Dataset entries
PR #1385, opened 2020-07-23
Warnings cleanup

vitek-karas:
The most important change is to make warning codes and messages unique - that is for each code there's exactly one message.
This means adding quite a few new codes as we were sharing them rather heavily.

As I was going over these I also changes some of the messages to make them cleaner and easier to understand.

This change also adds more tests for some of the warnings.

Infra changes:
* Add the warning code parameter to unrecognized reflection call on the interface
* Add a new ExpectedWarning test attribute which validates the code, the location and optionally parts of the message
* Improved the unrecognized reflection pattern attribute to accept only parts of the message (and to accept more than one)
* Add the ability to validat the warning code for unrecognised reflection patterns


vitek-karas:
Please focus on the codes and infra changes. The warning messages are a work in progress.
I went through all the codes and made sure we now don't have any duplicates and so on. We need to get the code changes in relatively soon as we will probably need to modify several suppression attributes in the dotnet/runtime repo to match the new codes.

I plan to work on the messages (probably in a separate PR) and get them into some kind of starting shape. Then I plan to have a round of warning message review (mostly working with just the doc) followed by a PR which will hopefully get them to the final state.

The long term goal for tests is to not have validation for the messages themselves, but rather only for codes and whatever procedural parameters the messages take. This change makes some improvements in that area, but there's still lot of work left to get there.

src/linker/Linker.Dataflow/ReflectionMethodBodyScanner.cs
```diff
@@ -1332,24 +1327,24 @@ void ProcessCreateInstanceByName (ref ReflectionPatternContext reflectionContext
...
 							if (resolvedAssembly == null) {
-								reflectionContext.RecordUnrecognizedPattern ($"Activator call '{reflectionContext.MemberWithRequirements}' inside '{reflectionContext.Source}' references assembly '{assemblyNameStringValue.Contents}' which could not be found");
+								reflectionContext.RecordUnrecognizedPattern (2056, $"The assembly '{assemblyNameStringValue.Contents}' can not be found");
 								continue;
 							}
 
 							var resolvedType = resolvedAssembly.FindType (typeNameStringValue.Contents);
 							if (resolvedType == null) {
-								reflectionContext.RecordUnrecognizedPattern ($"Activator call '{reflectionContext.MemberWithRequirements}' inside '{reflectionContext.Source}' references type '{typeNameStringValue}' in assembly '{resolvedAssembly.FullName}' which could not be found");
+								reflectionContext.RecordUnrecognizedPattern (2057, $"The type '{typeNameStringValue.Contents}' can not be found in assembly '{resolvedAssembly.FullName}'");
```
sbomer, line 1336: Why do we treat unresolved type as a warning for `CreateInstance` but not for `GetType`?

docs/error-codes.md
```diff
@@ -256,4 +462,166 @@ error and warning codes.
...
+
+  ``` C#
+  void TestMethod(string typeName)
+  {
+      // IL2058 Trim analysis: Unrecognized value passed to the parameter 'typeName' of method 'CreateInstance'. It's not possible to guarantee the availability of the target type.
+      Activator.CreateInstance("MyAssembly", typeName);
+  }
+  ```
+
+#### `IL2059` Trim analysis: Unrecognized value passed to the parameter 'assemblyName' of method 'CreateInstance'. It's not possible to guarantee the availability of the target type.
```
sbomer, line 588: Just checking - we want to share 2056-2059 across various CreateInstance* methods right?

vitek-karas: They're already shared between AppDomain/Assembly/Activator CreateInstance methods

src/linker/Linker.Dataflow/ReflectionMethodBodyScanner.cs
vitek-karas: Short - no idea - but thinking about it, it does make sense:
* GetType returns null when the type can't be found - so it's reasonable to consider non-failure cases (ignoring the overload which can throw... at least for now)
* CreateInstance throws if the type can't be found - so it makes more sense to treat this as potentially dangerous

But I do agree that this is a tricky thing to get right - I could see us going either way.

MichalStrehovsky: > But I do agree that this is a tricky thing to get right - I could see us going either way.

We should only warn if there is risk trimming will change runtime behavior.

Trying to be helpful like this ("hey, I think you have a bug here") has resulted in support calls whenever we tried that. People have dead code (e.g. unreachable platform specific code) in their apps all the time. These warnings pretty much always find the dead code. If it was live code, people would have noticed. The code is "safe" for trimming purposes and that's all that should matter for linker.

I would vote to get rid of this warning.

I also filed #1387 because `FindType` is... inadequate.

src/linker/Linker.Dataflow/FlowAnnotations.cs
```diff
@@ -250,7 +250,8 @@ TypeAnnotations BuildTypeAnnotations (TypeDefinition type)
 						}
 
 						if (annotatedMethods.Any (a => a.Method == setMethod)) {
-							_context.LogWarning ($"Trying to propagate DynamicallyAccessedMemberAttribute from property '{property.FullName}' to its setter '{setMethod.GetDisplayName ()}', but it already has such attribute on the 'value' parameter.", 2043, setMethod);
+							_context.LogWarning ($"Trying to propagate DynamicallyAccessedMemberAttribute from property '{property.FullName}' to its setter '{setMethod.GetDisplayName ()}', but it already has such attribute on the 'value' parameter.",
```
mateoatr, line 253: Should this be DynamicallyAccessedMember**s**Attribute (notice the 's')? If that's the case, this happens in multiple places.

src/linker/Linker.Steps/LinkAttributesStep.cs
```diff
@@ -65,6 +65,10 @@ IEnumerable<CustomAttribute> ProcessAttributes (XPathNavigator nav, ICustomAttri
 				else {
 					try {
 						assembly = GetAssembly (Context, AssemblyNameReference.Parse (assemblyName));
+						if (assembly == null) {
```
mateoatr, line 68: It looks like `GetAssembly` will throw whenever `assembly == null` (thus never hitting this code).

test/Mono.Linker.Tests.Cases.Expectations/Assertions/UnrecognizedReflectionAccessPatternAttribute.cs
```diff
@@ -16,35 +16,24 @@ namespace Mono.Linker.Tests.Cases.Expectations.Assertions
...
 	public class UnrecognizedReflectionAccessPatternAttribute : BaseExpectedLinkedBehaviorAttribute
 	{
-		public UnrecognizedReflectionAccessPatternAttribute (Type reflectionMethodType, string reflectionMethodName, Type[] reflectionMethodParameters,
-			string message = null,
+		public UnrecognizedReflectionAccessPatternAttribute (
+			Type reflectionMethodType,
+			string reflectionMethodName,
+			Type[] reflectionMethodParameters,
+			object message = null,
+			string messageCode = null,
```
mateoatr, line 24: Why isn't this `int`?

src/linker/Linker.Dataflow/ReflectionMethodBodyScanner.cs
vitek-karas: I'll remove this warning

src/linker/Linker.Dataflow/FlowAnnotations.cs
vitek-karas: Good catch - fixed everwhere.

src/linker/Linker.Steps/LinkAttributesStep.cs
vitek-karas: It actually can return null (`--skip-unresolved true` will do that). There's a bug in this step but in another place - thanks for pointing this out - fixed.

test/Mono.Linker.Tests.Cases.Expectations/Assertions/UnrecognizedReflectionAccessPatternAttribute.cs
vitek-karas: I intentionally made all the warning codes in tests strings:
* It makes the tests seem operate on the visible output (the fact that sometimes we check against the internal number is just an implementation detail)
* It makes the tests closer to the user XP
* (low pri) I still hope that one day we will be able to use non-numerical values

docs/error-codes.md
```diff
@@ -266,4 +472,154 @@ the error code. For example:
...
+  void TestMethod()
+  {
+      // IL2050 Trim analysis: Making a generic type instantiation from 'Lazy<T>' which has 
+      // 'DynamicallyAccessedMembersAttribute' on some of its generic parameters. ILLink currently doesn't analyze 
+      // type values for generic parameters when making a generic type instantiation via 'System.Type.MakeGenericType'
+      typeof(Lazy<>).MakeGenericType(new Type[] { typeof(TestType) });
+  }
+  ```
+
+  #### `IL2051` Trim analysis: Unrecognized type value used to called the method 'MakeGenericType'. It's not possible to guarantee the availability of requirements of such type.
```
marek-safar, line 496: I don't understand the warning message :-(

docs/error-codes.md
```diff
@@ -266,4 +472,154 @@ the error code. For example:
...
+
+- If `System.Type.MakeGenericType` is called on an type which is not statically analyzable. If the actual type has generic parameters with `DynamicallyAccessedMembersAttribute` ILLink would be required to fulfill the requirements declared by those attributes, but since the ILLink doesn't know the type, it can't determine if such requirements exist.  
+
+  ``` C#
+  void TestMethod(Type type)
+  {
+      // IL2051 Trim analysis: Unrecognized value passed to the parameter 'typeArguments' of method 'System.Type.MakeGenericType'
```
marek-safar, line 503: Should we copy the message here (it can go out of sync) ?

docs/error-codes.md
```diff
@@ -75,63 +75,269 @@ the error code. For example:
...
-#### `IL2007`: Could not resolve assembly 'assembly' specified in the 'XML document location'
+  ```C#
+  // IL2005: Could not resolve dependency member 'NonExistentMethod' declared on type 'MyType' specified in a 'PreserveDependency' attribute
+  [PreserveDependency("NonExistentMethod", "MyType", "MyAssembly")]
+  void TestMethod()
+  {
+  }
+  ```
+
+#### `IL2006` Trim analysis: The requirements declared via the `DynamicallyAccessedMembersAttribute` on <value description> don't match those on <target description>. The source value must declare at least the same requirements as those declared on the target location it's assigned to
```
marek-safar, line 149: What is the benefit of `Trim analysis` in the warning message for the developers?

docs/error-codes.md
```diff
@@ -266,4 +472,154 @@ the error code. For example:
 
 #### `IL2049`: Unrecognized internal attribute 'attribute'
 
-- The internal attribute name 'attribute' being used in the xml is not supported by the linker, check the spelling and the supported internal attributes.
\ No newline at end of file
+- The internal attribute name 'attribute' being used in the xml is not supported by the linker, check the spelling and the supported internal attributes.
+
+#### `IL2050` Trim analysis: Making a generic type instantiation from 'type' which has 'DynamicallyAccessedMembersAttribute' on some of its generic parameters. ILLink currently doesn't analyze type values for generic parameters when making a generic type instantiation via 'System.Type.MakeGenericType'
```
marek-safar, line 477: Could you unify quotes around DynamicallyAccessedMembersAttribute and other names. It looks like there are for some reasons used with "`", "'" and with no quotes

marek-safar: It looks like the warning message is missing the reason.

```suggestion
#### `IL2050` Making a generic type instantiation from 'type' which has 'DynamicallyAccessedMembersAttribute' on some of its generic parameters is not supported.
```

docs/error-codes.md
```diff
@@ -266,4 +472,154 @@ the error code. For example:
...
+
+  ``` C#
+  void TestMethod(Type type)
+  {
+      // IL2051 Trim analysis: Unrecognized value passed to the parameter 'typeArguments' of method 'System.Type.MakeGenericType'
+      type.MakeGenericType(new Type[] { typeof(TestType) });
+  }
+  ```
+
+#### `IL2052` Trim analysis: Unrecognized value passed to the parameter 'typeName' of method 'System.Type.GetType(Type typeName)'. It's not possible to guarantee the availability of the target type.
```
marek-safar, line 508:
```suggestion
#### `IL2052` Argument type used for parameter 'typeName' of method 'System.Type.GetType(Type typeName)' cannot be determined.`
```

docs/error-codes.md
```diff
@@ -266,4 +472,154 @@ the error code. For example:
...
+  void TestMethod()
+  {
+      string typeName = ReadName();
+
+      // IL2052 Trim analysis: Unrecognized value passed to the parameter 'typeName' of method 'System.Type.GetType(Type typeName)'
+      Type.GetType(typeName);
+  }
+  ```
+
+#### `IL2053` Trim analysis: 'Assembly.CreateInstance' is not supported with trimming. Use 'Type.GetType' and `Activator.CreateInstance` instead
```
marek-safar, line 522:
```suggestion
#### `IL2053` Arguments used for 'System.Assembly.CreateInstance(...)' method cannot be analyzed. Consider using `System.Activator.CreateInstance` method instead.
```

docs/error-codes.md
```diff
@@ -266,4 +472,154 @@ the error code. For example:
...
+  {
+      // IL2053 Trim analysis: 'Assembly.CreateInstance' is not supported with trimming. Use 'Type.GetType' instead
+      AssemblyLoadContext.Default.Assemblies.First(a => a.Name == "MyAssembly").CreateInstance("MyType");
+
+      // This can be replaced by
+      Activator.CreateInstance(Type.GetType("MyType, MyAssembly"));
+  }
+  ```
+  
+#### `IL2054` Trim analysis: Unrecognized value passed to the parameter 'type' of method 'System.Runtime.CompilerServices.RuntimeHelpers.RunClassConstructor'. It's not possible to guarantee the availability of the target static constructor.
```
marek-safar, line 537: We should be consistent in the warning message. If we include method name we should include it in the same form in all warnings (e.g. with parameters and parameter names)

docs/error-codes.md
```diff
@@ -266,4 +472,154 @@ the error code. For example:
...
+
+  ``` C#
+  void TestMethod()
+  {
+      // IL2055 Trim analysis: Call to `System.Reflection.MethodInfo.MakeGenericMethod` can not be statically analyzed. It's not possible to guarantee the availability of requirements of the generic method.
+      typeof(MyType).GetMethod("MyMethod").MakeGenericMethod(new Type[] { typeof(MyType) });
+  }
+  ```
+
+#### `IL2056` Trim analysis: The assembly 'assembly name' can not be found
```
marek-safar, line 562:
```suggestion
#### `IL2056` The assembly name 'name' used in method call 'method' references assembly which is not available.
```

docs/error-codes.md
```diff
@@ -266,4 +472,154 @@ the error code. For example:
...
+
+  ``` C#
+  void TestMethod(string typeName)
+  {
+      // IL2058 Trim analysis: Unrecognized value passed to the parameter 'typeName' of method 'CreateInstance'. It's not possible to guarantee the availability of the target type.
+      Activator.CreateInstance("MyAssembly", typeName);
+  }
+  ```
+
+#### `IL2059` Trim analysis: Unrecognized value passed to the parameter 'assemblyName' of method 'CreateInstance'. It's not possible to guarantee the availability of the target type.
```
marek-safar, line 586: Why not use IL2058 for this?

docs/error-codes.md
```diff
@@ -266,4 +472,154 @@ the error code. For example:
...
+
+  ``` C#
+  void TestMethod(string assemblyName)
+  {
+      // IL2059 Trim analysis: Unrecognized value passed to the parameter 'assemblyName' of method 'CreateInstance'. It's not possible to guarantee the availability of the target type.
+      Activator.CreateInstance(assemblyName, "MyType");
+  }
+  ```
+
+#### `IL2060` Trim analysis: Unrecognized type value passed to <target description>. It's not possible to guarantee that the requirements declared by the `DynamicallyAccessedMembersAttribute` are met.
```
marek-safar, line 598: I don't understand this warning message.:-(

docs/error-codes.md
```diff
@@ -240,9 +446,9 @@ the error code. For example:
 
 - The property 'property' has DynamicallyAccessedMembersAttribute on it, but the linker could not determine the backing fields for the property to propagate the attribute to the field.
 
-#### `IL2043`: Trying to propagate DynamicallyAccessedMemberAttribute from property 'property' to its getter 'method', but it already has such attribute.
+#### `IL2043`: Trying to propagate DynamicallyAccessedMemberAttribute from property 'property' to its setter 'method', but it already has such attribute.
```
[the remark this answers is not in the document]
vitek-karas: yes - I guess we could check if they're different and warn about that, but in general there needs to be a warning in this place.

docs/error-codes.md
vitek-karas: I was trying to show how the message would look with specific references to code - since the message with parametrized pieces can be hard to understand.

docs/error-codes.md
vitek-karas: As per the code sample - calling `MakeGenericType` on a `Type` instance we can't statically analyze - if that type has annotations on its generic parameters, we would be required to validate those - but can't since we don't know the type.
If anybody has a better idea about the message, I'm more than happy to change the text.

docs/error-codes.md
vitek-karas: This is the subcategory - I'm adding it to this doc both as documentation and as a way to quickly review the subcategories. It will directly map to the `TrimAnalysis` property in MSBuild (which will suppress these messages).

docs/error-codes.md
vitek-karas: As per the example, it is used when a value which we can't statically analyze is assigned to something (target) which has data flow annotation - and thus linker can't guarantee that the annotation's requirement is fulfilled. I welcome any suggestions to improve the message.

docs/error-codes.md
vitek-karas: I tried to unify it like this:
* In messages it should be single-quoted : 'DynamicallyAccessedAttribute' - just like any other reference to names from the code (all method names, type names and so on should also be single-quoted)
* In the documentation it should be backtick-quoted so that the docs show it formatted as code.
* There should be no double quotes anywhere

vitek-karas: As for the message - I don't think we should say "not supported" - it is supported in the code, it's just that linker doesn't analyze it.

docs/error-codes.md
vitek-karas: I find the new message confusing - "Argument type" to me means the declared type of the argument, which in this case will pretty always be `System.Type` - and that one was determined (otherwise linker would not have a problem with it). It's the value passed to the argument which we could not figure out.
I guess there's also a question of terminology - argument or parameter?

docs/error-codes.md
vitek-karas: I tried to not use full formatting the message titles as these are all parametrized in code. The message in the sample tries to be better about the formatting but still not perfect (I didn't run linker on the code to get the exact string it would produce).

docs/error-codes.md
vitek-karas: Good point - fixed.

docs/error-codes.md
marek-safar: How is that different from IL2052? Do we need to expose the limitation over warning codes?

Does it make sense to tweak IL2052 to cover all such cases?

```
#### `IL2052` Method `MakeGenericType(...)` is called on instance which cannot be determined.
```

docs/error-codes.md
marek-safar: hmm, not sure this is best option. Maybe we could add Category bellow to not break the search

docs/error-codes.md
marek-safar: ok but I think the sentence needs tweaking as "Making a generic type instantiation from 'type' which has 'DynamicallyAccessedMembersAttribute' on some of its generic parameters" is weird

docs/error-codes.md
marek-safar: I think this is quite clear. From Wikipedia

> Unlike argument in usual mathematical usage, the argument in computer science is thus the actual input expression passed/supplied to a function, procedure, or routine in the invocation/call statement, whereas the parameter is the variable inside the implementation of the subroutine. 

I agree we need to settle on how we are going to identify the type and we are not consistent in other messages. In this case, it could be `Argument instance used for parameter ....`

docs/error-codes.md
marek-safar: I think this could be something like

```
#### `IL2059` Argument instance used for parameter 'x' in method 'm' doesn't need to meet DynamicallyAccessedMembersAttribute requirements.
```

docs/error-codes.md
vitek-karas: That message is also not correct - but what about this:
```
IL2051 Trim analysis: Call to `System.Reflection.MethodInfo.MakeGenericType` can not be statically analyzed. It's not possible to guarantee the availability of requirements of the generic type.
```

Basically the same as IL2056 but for types. And to avoid future question - I do want to keep the `MakeGenericType` and `MakeGenericMethod` warnings separate. If nothing else, to give us freedom of improving the warning message if the current one is not good enough (and sharing it between both cases would make it much harder to come up with a message)

docs/error-codes.md
vitek-karas: I don't understand the concern? Is it about the ability to search this document?

Note, the output of the linker looks like this:
```
File.cs(11,22): Trim analysis warning IL2006: The requirements ....
```

docs/error-codes.md
vitek-karas: What about:
```
Value passed to <target description> can not be statically determined and may not meet 'DynamicallyAccessedMembersAttribute' requirements.
```

So specifically for a method parameter:
```
Value passed to the parameter 'x' of method 'm' can not be statically determined and may not meet 'DynamicallyAccessedMembersAttribute' requirements.
```

docs/error-codes.md
marek-safar: Yep, this is better

docs/error-codes.md
marek-safar: Yep, I think if I copy `IL2006: The requirements` text it should find me the doc about the warning. I don't see a value in having `Trim analysis` in the warning output. It just makes the output verbose and harder to read as different warnings have different formats and the information about Trim analysis is or could be already included in the warning code

docs/error-codes.md
marek-safar: I think that's better but `Value passed to the parameter 'x' of method 'm'` should have its own warning code because if someone will be searching for `Value passed to the parameter` it probably won't find this reference easily

docs/error-codes.md
vitek-karas: Thanks for the explanation. I will take a note and do this sweeping change in a separate PR (this is already getting out of hand). I will have another PR focusing just on the messages anyway.

docs/error-codes.md
vitek-karas: There are currently 5 cases:
* `parameter 'name' of method 'name'`
* `return value of method 'name'`
* `field 'name'`
* `implicit 'this' parameter of method 'name'`
* `generic parameter 'name' from 'type/method'`

You think we should have separate code for each of them?

marek-safar: I'd say yes as they are about construction and would allow us to have better warning message for each case

vitek-karas: What about 2047 - it uses the same pattern. For example:
```
IL2047: 'DynamicallyAccessedMemberTypes' in 'DynamicallyAccessedMembersAttribute' on parameter 'type' on method 'Derived.TestMethod' don't match overridden parameter 'type' on method 'Base.TestMethod'. All overridden members must have the same 'DynamicallyAccessedMembersAttribute' usage.
```

marek-safar: Yeah, that will need the same treatment

vitek-karas:
This should be it - I'm not aware of any more warnings which would need attention. @sbomer can you please take a look - specifically please review if the warnings are "split" correctly.

sbomer:
LGTM!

§ **Task requirements**:
Pull every line with the string "reflectionMethodName" from the data above.

§ **Solution for this exercise**:
-		public UnrecognizedReflectionAccessPatternAttribute (Type reflectionMethodType, string reflectionMethodName, Type[] reflectionMethodParameters,
+			string reflectionMethodName,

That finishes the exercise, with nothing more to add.